TASK REQUIREMENTS
For the records below, tally the lines that include the word "StorageClass" and give only the tally.

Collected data

****************

PR #8270, opened 2018-05-20
dinterpret.d: move public interface to top of file

WalterBright:
C/C++ code tends to fall an inverted pattern, with the private code on top and the public at the bottom. This comes about because of no forward referencing.

But D has forward referencing, so the public interface should be at the top of the file and everything else "below the fold" which is completely hidden from other modules.

### DIFF
--- a/src/dmd/dinterpret.d
+++ b/src/dmd/dinterpret.d
@@ -43,6 +43,121 @@ import dmd.tokens;
 import dmd.utf;
 import dmd.visitor;
 
+/*************************************
+ * Entry point for CTFE.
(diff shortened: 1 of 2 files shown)


RazvanN7 (approved):

nemanja-boric-sociomantic:
A suggestion unrelated to the changes done: if your PR has only one commit, instead of writing the description in the github's PR description, you can include it into the commit's body and GitHub will automatically populate the PR description with it. That way the information is included in the git repository as well.

stefan-koch-sociomantic:
If ever I saw churn ....

PR #8271, opened 2018-05-20
add numberOfElems() to mtype.d

WalterBright:
Pulling out common code into a function.

### DIFF
--- a/src/dmd/mtype.d
+++ b/src/dmd/mtype.d
@@ -2594,6 +2594,33 @@ extern (C++) abstract class Type : RootObject
         return t;
     }
 
+    /*******************************************
+     * Compute number of elements for a (possibly multidimensional) static array,
+     * or 1 for other types.
+     * Params:
+     *  loc = for error message
+     * Returns:
+     *  number of elements, uint.max on overflow
+     */
+    final uint numberOfElems(const ref Loc loc)
+    {
+        //printf("Type::numberOfElems()\n");
+        uinteger_t n = 1;
+        Type tb = this;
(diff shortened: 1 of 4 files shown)


src/dmd/mtype.d
```diff
@@ -2594,6 +2594,32 @@ extern (C++) abstract class Type : RootObject
...
+        //printf("Type::numberOfElems()\n");
+        uinteger_t n = 1;
+        Type tb = this;
+        while ((tb = tb.toBasetype()).ty == Tsarray)
+        {
+            bool overflow = false;
+            n = mulu(n, (cast(TypeSArray)tb).dim.toUInteger(), overflow);
+            if (overflow || n > uint.max)
+            {
+                error(loc, "1static array `%s` size overflowed to %llu", toChars(), cast(ulong)n);
```
klickverbot: "1"?

src/dmd/mtype.d
```diff
@@ -2594,6 +2594,32 @@ extern (C++) abstract class Type : RootObject
         return t;
     }
 
+    /*******************************************
+     * Compute number of elements in type.
```
klickverbot: What is "the number of elements in type"?

Maybe something like "Returns the total number of elements for a (possibly multidimensional) static array, or 1 otherwise." would be clearer?

dnadlinger (approved):

src/dmd/mtype.d
WalterBright: debug string left in, oops

PR #8273, opened 2018-05-21
improve buildOpAssign()

WalterBright:
Should make it easier to read.

### DIFF
--- a/src/dmd/clone.d
+++ b/src/dmd/clone.d
@@ -37,12 +37,19 @@ import dmd.tokens;
 
 /*******************************************
  * Merge function attributes pure, nothrow, @safe, @nogc, and @disable
+ * from f into s1.
+ * Params:
+ *      s1 = storage class to merge into
+ *      f = function
+ * Returns:
+ *      merged storage class
  */
-extern (C++) StorageClass mergeFuncAttrs(StorageClass s1, FuncDeclaration f)
+extern (C++) StorageClass mergeFuncAttrs(StorageClass s1, const FuncDeclaration f) pure
 {
     if (!f)
         return s1;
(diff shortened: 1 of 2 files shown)


src/dmd/expression.d
```diff
@@ -1722,6 +1722,16 @@ extern (C++) abstract class Expression : RootObject
         return e1;
     }
 
+    static Expression combine(Expression e1, Expression e2, Expression e3)
+    {
+        return combine(combine(e1, e2), e3);
+    }
+
+    static Expression combine(Expression e1, Expression e2, Expression e3, Expression e4)
```
JinShil: These two functions seem a little weird.  Can we make it a single variadic; maybe a template?

src/dmd/clone.d
```diff
@@ -141,20 +145,32 @@ extern (C++) FuncDeclaration hasIdentityOpAssign(AggregateDeclaration ad, Scope*
 private bool needOpAssign(StructDeclaration sd)
 {
     //printf("StructDeclaration::needOpAssign() %s\n", sd.toChars());
-    if (sd.isUnionDeclaration())
+
+    static bool need()
```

****************

OUTPUT OF THE EXERCISE
2